Connolly noted investor behaviour on the InvestmentMarkets platform is mirroring this shift.

“We’re seeing self-directed investors pair low-cost ETFs for their core exposure with specialist managers for alpha and income. It’s a simple strategy but the specialist satellites are where value now resides.”

Wilson has faith patience and selectivity will be rewarded.

“The market eventually re-prices excessive optimism and pessimism. Investing early in undervalued assets takes nerve, but we expect it to pay off over a three-year horizon.”

Connolly believes 2026 may usher in a renewed focus on value.
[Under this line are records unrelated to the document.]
PR #179, opened 2017-05-01
Add Conflicts: entries into control, preventing syncd-rpc be installed with syncd

pavel-shirshov:


debian/control
```diff
@@ -53,6 +55,7 @@ Package: syncd-dbg
 Architecture: any
 Section: debug
 Priority: extra
+Conflicts: syncd-dbg-rpc
```
qiluo-msft: >syncd-dbg-rpc [](start = 11, length = 13)

syncd-rpc-dbg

“If 2025 was the year of private credit and chasing yield, 2026 could well be the year of rediscovering value,” Connolly said. “Investors who look beyond the noise might well find attractive opportunities hiding in plain sight.”

The pair are not the only ones seeing value in small-caps as ETF Shares’ Tuckwell said he expects Aussie small caps to remain the area of greatest interest. This is particularly the case for critical minerals miners given their role in new technology and the global push to build supply chains independent of China.
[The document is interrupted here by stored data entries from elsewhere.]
PR #184, opened 2017-05-19
Refactor syncd init to share code between systemd and supervisord

jleveque:
- systemd init script and supervisor start script now share code via syncd_init_common.sh
- Use sonic-cfggen to obtain ASIC type (requires syncd dockers inherit from docker-config-engine. I will make this change once this PR is merged and I update the submodule in sonic-buildimage.
- Added Cavium-specific startup steps so that platform can share the same init files


debian/syncd.install
```diff
@@ -1,3 +1,4 @@
 usr/bin/saidump
 usr/bin/saiplayer
 usr/bin/syncd*
+syncd/usr/bin/* usr/bin
```
pavel-shirshov: Do you need both old content and new one? Why?

debian/rules
```diff
@@ -43,15 +43,15 @@ binary-syncd-rpc:
 #	-DCMAKE_LIBRARY_PATH=$(DEB_HOST_MULTIARCH)
 
 override_dh_auto_configure:
+    ifeq ($(shell cat /tmp/syncd-build), --enable-rpcserver=yes)
+	sed -i 's/ENABLE_SAITHRIFT=0/ENABLE_SAITHRIFT=1/' syncd/usr/bin/syncd_init_common.sh
+    else
+	sed -i 's/ENABLE_SAITHRIFT=1/ENABLE_SAITHRIFT=0/' syncd/usr/bin/syncd_init_common.sh
+    endif
```
pavel-shirshov: Interesting.
My path starts with debian, so current directory is root of the project.
Your path starts with syncd, I suspect it's inside of the debian directory.
Did you check this code with our build infrastructure?

debian/rules
```diff
@@ -43,15 +43,15 @@ binary-syncd-rpc:
 #	-DCMAKE_LIBRARY_PATH=$(DEB_HOST_MULTIARCH)
 
 override_dh_auto_configure:
+    ifeq ($(shell cat /tmp/syncd-build), --enable-rpcserver=yes)
```
pavel-shirshov: Is it possible to do this after dh clean, but before dh build?
I mean changing this flag?

syncd/usr/bin/syncd_init_common.sh
```diff
@@ -0,0 +1,116 @@
...
+        exit 1
+    fi
+
+    if [ ${ENABLE_SAITHRIFT} == 1 ]; then
+        CMD_ARGS+=" -r -m $HWSKU_DIR/port_config.ini"
+    fi
+
+    [ -r $PLATFORM_DIR/syncd.conf ] && . $PLATFORM_DIR/syncd.conf
+}
+
```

He said investor focus is shifting away from the “usual suspects.”

“Stretched valuations on large companies, most obviously CommBank (CBA), and structural challenges for heavyweights like CSL (battling downgrades) and WiseTech (WTC) (now facing an ASIC/AFP investigation) have significantly dimmed their appeal,” he told InvestorDaily.

Previously viewed as a “dumping ground,” smaller companies are also benefiting from an M&A wave and the critical minerals boom, according to Tuckwell.